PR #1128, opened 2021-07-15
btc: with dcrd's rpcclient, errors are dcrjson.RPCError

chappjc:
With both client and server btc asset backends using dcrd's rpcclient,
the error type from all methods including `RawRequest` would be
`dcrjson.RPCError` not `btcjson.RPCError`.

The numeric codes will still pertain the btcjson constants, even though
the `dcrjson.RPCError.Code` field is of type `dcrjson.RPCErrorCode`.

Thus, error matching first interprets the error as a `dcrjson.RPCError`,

---

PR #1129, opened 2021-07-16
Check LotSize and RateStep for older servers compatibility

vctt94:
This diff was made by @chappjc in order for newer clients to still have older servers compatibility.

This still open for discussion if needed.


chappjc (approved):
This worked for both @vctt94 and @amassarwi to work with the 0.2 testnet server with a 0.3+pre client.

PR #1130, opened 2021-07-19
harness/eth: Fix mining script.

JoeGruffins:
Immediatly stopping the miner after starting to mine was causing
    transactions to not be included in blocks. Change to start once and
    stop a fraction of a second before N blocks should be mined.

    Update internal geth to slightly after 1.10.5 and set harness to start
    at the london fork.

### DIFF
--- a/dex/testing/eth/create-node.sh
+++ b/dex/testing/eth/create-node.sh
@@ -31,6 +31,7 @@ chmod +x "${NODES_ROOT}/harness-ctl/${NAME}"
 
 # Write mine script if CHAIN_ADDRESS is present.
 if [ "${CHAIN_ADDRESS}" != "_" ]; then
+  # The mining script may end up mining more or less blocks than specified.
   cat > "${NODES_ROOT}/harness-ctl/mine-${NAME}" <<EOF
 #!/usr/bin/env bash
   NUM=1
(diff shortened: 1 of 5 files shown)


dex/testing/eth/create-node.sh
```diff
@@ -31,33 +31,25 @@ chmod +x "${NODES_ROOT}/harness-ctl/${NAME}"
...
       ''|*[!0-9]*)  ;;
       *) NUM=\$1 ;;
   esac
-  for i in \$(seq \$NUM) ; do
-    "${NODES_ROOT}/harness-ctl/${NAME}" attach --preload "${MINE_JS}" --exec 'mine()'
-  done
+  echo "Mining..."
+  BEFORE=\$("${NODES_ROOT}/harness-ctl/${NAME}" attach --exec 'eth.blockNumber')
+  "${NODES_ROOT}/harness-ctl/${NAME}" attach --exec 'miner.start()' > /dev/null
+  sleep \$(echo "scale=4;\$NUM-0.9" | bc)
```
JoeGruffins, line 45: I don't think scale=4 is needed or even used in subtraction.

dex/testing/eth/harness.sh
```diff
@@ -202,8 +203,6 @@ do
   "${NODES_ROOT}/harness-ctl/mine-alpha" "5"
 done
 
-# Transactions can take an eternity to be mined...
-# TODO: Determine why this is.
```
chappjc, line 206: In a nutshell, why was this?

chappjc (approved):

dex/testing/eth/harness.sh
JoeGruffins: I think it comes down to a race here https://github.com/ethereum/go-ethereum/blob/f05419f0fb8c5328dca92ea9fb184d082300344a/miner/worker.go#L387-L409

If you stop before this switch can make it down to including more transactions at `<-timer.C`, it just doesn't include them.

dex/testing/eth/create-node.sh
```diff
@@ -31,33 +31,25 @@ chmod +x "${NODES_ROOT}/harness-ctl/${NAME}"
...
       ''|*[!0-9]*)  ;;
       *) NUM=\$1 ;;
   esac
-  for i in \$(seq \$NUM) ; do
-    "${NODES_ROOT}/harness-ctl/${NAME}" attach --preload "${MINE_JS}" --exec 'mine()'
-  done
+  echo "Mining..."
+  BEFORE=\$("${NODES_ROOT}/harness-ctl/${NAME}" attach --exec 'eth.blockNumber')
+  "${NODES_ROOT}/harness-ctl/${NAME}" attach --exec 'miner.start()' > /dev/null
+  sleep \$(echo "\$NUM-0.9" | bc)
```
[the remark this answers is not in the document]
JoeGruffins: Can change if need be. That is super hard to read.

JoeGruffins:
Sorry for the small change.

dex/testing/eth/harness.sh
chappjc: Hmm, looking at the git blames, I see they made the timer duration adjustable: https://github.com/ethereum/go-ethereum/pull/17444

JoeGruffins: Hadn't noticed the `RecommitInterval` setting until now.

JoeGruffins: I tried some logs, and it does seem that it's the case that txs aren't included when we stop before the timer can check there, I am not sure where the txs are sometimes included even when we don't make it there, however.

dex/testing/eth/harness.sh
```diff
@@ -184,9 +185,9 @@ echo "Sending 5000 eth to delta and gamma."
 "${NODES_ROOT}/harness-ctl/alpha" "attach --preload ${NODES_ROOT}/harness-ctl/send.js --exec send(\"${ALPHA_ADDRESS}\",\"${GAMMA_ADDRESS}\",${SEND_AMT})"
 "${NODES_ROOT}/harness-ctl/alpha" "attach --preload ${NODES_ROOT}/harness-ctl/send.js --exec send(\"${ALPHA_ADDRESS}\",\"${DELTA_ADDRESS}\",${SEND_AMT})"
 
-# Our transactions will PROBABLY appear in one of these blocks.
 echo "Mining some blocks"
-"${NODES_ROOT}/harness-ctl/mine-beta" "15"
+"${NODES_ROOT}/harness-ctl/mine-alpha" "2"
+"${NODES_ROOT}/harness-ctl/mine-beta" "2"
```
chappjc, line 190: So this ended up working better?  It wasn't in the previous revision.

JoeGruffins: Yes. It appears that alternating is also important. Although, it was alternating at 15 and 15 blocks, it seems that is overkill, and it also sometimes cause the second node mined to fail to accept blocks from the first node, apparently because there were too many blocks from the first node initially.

### ACTIVITY
Only lines holding the word "more" are wanted; copy each one from the listing.

### SOLUTION
+  # The mining script may end up mining more or less blocks than specified.
If you stop before this switch can make it down to including more transactions at `<-timer.C`, it just doesn't include them.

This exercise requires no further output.